#### What the task asks
Below are some records. Print exactly the lines between the one holding "PR #1622, opened 2024-06-10" and the one holding "-6,8 +5,11 @@", inclusive, and nothing else.

#### Data
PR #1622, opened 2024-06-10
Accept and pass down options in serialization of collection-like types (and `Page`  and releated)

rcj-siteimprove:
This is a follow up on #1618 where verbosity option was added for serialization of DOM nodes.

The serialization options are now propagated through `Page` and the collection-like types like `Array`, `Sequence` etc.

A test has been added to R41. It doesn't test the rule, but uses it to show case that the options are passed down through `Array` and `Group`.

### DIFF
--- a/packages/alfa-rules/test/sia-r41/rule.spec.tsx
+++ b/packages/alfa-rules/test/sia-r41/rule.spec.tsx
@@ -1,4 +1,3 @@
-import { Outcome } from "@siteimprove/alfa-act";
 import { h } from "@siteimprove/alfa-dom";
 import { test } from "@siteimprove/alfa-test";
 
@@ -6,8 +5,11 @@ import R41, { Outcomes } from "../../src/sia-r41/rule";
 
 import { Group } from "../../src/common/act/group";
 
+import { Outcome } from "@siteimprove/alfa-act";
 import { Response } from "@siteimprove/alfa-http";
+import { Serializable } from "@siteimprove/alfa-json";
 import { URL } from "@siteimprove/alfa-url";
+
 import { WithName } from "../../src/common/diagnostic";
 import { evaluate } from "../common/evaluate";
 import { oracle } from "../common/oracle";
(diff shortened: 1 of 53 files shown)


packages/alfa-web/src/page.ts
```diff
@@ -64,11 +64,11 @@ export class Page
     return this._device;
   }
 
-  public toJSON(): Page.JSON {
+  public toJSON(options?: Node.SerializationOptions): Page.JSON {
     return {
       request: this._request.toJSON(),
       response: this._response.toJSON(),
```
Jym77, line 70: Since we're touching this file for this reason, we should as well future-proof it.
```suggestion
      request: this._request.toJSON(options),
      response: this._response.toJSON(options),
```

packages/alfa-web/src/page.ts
==
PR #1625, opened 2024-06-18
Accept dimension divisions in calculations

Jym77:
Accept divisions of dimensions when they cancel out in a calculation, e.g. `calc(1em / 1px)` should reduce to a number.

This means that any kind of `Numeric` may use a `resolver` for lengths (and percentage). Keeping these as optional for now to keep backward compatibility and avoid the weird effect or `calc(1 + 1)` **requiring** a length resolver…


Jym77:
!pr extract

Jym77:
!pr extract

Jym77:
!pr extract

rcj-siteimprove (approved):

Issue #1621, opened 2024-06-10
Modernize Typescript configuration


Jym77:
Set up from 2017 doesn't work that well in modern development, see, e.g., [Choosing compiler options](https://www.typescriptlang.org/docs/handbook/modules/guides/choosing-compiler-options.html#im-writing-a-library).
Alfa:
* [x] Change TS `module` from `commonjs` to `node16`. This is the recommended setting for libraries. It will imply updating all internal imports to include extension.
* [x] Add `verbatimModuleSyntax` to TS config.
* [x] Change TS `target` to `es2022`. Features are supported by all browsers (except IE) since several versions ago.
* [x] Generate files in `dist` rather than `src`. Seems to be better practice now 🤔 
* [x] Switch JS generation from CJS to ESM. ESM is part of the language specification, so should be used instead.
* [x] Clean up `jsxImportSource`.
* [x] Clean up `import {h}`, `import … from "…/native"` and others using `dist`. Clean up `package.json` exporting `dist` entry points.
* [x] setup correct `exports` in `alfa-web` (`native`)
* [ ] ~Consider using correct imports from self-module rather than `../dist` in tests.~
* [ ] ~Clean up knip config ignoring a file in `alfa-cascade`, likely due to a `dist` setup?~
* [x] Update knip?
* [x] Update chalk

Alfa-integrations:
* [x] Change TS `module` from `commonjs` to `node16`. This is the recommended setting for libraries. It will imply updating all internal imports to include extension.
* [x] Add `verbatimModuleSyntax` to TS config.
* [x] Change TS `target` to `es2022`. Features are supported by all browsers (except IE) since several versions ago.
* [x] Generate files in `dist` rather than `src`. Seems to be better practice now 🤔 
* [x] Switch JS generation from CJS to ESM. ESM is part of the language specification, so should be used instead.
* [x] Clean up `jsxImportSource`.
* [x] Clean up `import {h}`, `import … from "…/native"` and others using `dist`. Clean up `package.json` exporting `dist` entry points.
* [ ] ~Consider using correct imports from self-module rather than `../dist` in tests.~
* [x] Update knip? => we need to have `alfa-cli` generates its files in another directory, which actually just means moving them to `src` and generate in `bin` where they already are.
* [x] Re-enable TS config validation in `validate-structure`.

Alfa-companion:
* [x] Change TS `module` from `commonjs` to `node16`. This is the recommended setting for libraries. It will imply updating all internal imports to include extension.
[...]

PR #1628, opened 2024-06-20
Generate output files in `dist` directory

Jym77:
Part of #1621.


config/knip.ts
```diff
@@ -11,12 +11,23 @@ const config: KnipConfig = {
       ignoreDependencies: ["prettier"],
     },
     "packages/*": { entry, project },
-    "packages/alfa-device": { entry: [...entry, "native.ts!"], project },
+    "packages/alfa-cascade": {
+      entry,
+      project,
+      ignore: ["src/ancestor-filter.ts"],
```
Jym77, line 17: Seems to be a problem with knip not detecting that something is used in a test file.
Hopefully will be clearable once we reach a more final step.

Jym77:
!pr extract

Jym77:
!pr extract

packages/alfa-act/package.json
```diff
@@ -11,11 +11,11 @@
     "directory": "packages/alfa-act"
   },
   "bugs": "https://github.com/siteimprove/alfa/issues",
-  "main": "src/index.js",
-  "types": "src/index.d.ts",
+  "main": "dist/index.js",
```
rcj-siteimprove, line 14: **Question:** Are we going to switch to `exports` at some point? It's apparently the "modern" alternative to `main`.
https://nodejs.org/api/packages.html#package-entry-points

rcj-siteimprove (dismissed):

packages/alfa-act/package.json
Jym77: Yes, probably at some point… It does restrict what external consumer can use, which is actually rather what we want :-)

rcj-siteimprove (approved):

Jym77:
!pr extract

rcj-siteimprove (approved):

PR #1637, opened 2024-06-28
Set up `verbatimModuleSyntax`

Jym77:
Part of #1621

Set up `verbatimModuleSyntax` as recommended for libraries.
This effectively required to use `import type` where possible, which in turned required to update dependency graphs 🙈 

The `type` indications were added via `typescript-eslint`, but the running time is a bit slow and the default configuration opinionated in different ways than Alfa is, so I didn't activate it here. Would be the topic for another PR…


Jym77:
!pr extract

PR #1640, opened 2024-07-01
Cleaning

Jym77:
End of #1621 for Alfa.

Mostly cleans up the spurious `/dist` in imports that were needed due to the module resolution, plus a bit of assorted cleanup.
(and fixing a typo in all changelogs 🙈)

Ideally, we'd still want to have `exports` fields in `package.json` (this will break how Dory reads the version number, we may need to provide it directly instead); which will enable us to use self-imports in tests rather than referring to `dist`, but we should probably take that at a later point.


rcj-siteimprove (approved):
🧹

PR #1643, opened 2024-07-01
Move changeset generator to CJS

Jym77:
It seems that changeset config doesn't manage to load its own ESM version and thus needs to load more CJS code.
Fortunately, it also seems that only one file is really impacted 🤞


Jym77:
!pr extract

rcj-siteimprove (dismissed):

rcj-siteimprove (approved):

#### Solution
PR #1622, opened 2024-06-10
Accept and pass down options in serialization of collection-like types (and `Page`  and releated)

rcj-siteimprove:
This is a follow up on #1618 where verbosity option was added for serialization of DOM nodes.

The serialization options are now propagated through `Page` and the collection-like types like `Array`, `Sequence` etc.

A test has been added to R41. It doesn't test the rule, but uses it to show case that the options are passed down through `Array` and `Group`.

### DIFF
--- a/packages/alfa-rules/test/sia-r41/rule.spec.tsx
+++ b/packages/alfa-rules/test/sia-r41/rule.spec.tsx
@@ -1,4 +1,3 @@
-import { Outcome } from "@siteimprove/alfa-act";
 import { h } from "@siteimprove/alfa-dom";
 import { test } from "@siteimprove/alfa-test";
 
@@ -6,8 +5,11 @@ import R41, { Outcomes } from "../../src/sia-r41/rule";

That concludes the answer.